TASK MATERIAL section start
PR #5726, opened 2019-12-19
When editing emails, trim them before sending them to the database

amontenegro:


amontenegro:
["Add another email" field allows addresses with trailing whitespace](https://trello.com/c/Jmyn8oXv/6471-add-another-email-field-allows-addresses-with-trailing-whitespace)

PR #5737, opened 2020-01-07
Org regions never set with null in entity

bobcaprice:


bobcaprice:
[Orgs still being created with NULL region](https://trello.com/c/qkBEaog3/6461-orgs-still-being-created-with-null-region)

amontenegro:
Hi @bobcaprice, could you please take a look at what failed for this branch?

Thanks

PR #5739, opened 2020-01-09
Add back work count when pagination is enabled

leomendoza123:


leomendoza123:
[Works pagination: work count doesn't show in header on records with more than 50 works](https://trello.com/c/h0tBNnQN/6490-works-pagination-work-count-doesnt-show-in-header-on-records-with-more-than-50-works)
TASK MATERIAL section end
TASK MATERIAL section start
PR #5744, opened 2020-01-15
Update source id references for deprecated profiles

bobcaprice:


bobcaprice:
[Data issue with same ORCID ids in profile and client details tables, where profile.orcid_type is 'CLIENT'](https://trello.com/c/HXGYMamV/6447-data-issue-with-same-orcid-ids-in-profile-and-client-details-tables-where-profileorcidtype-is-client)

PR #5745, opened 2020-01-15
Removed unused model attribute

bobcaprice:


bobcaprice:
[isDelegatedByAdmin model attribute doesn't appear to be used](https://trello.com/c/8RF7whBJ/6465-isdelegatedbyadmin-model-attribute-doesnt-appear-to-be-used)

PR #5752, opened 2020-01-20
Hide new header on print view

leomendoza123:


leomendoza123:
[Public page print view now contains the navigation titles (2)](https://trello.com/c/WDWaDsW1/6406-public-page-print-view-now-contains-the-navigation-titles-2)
TASK MATERIAL section end
Wherever the word "header" appears in the entries above, copy that whole line.

[Works pagination: work count doesn't show in header on records with more than 50 works](https://trello.com/c/h0tBNnQN/6490-works-pagination-work-count-doesnt-show-in-header-on-records-with-more-than-50-works)
Hide new header on print view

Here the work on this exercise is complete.